WORK INSTRUCTIONS
Run through the records and show each line that includes the string "benchmarking".

[Stored records]
PR #795, opened 2026-03-10
[Feat] Adding an environment variable input

Menglths:
## Purpose
This change focuses on clarifying token statistics, and cleaning up redundant logic in the benchmarking function.
## Modifications 
- Removed or reduced redundant variables and unused logic in the benchmarking process.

WRITTEN ANSWER
This change focuses on clarifying token statistics, and cleaning up redundant logic in the benchmarking function.
- Removed or reduced redundant variables and unused logic in the benchmarking process.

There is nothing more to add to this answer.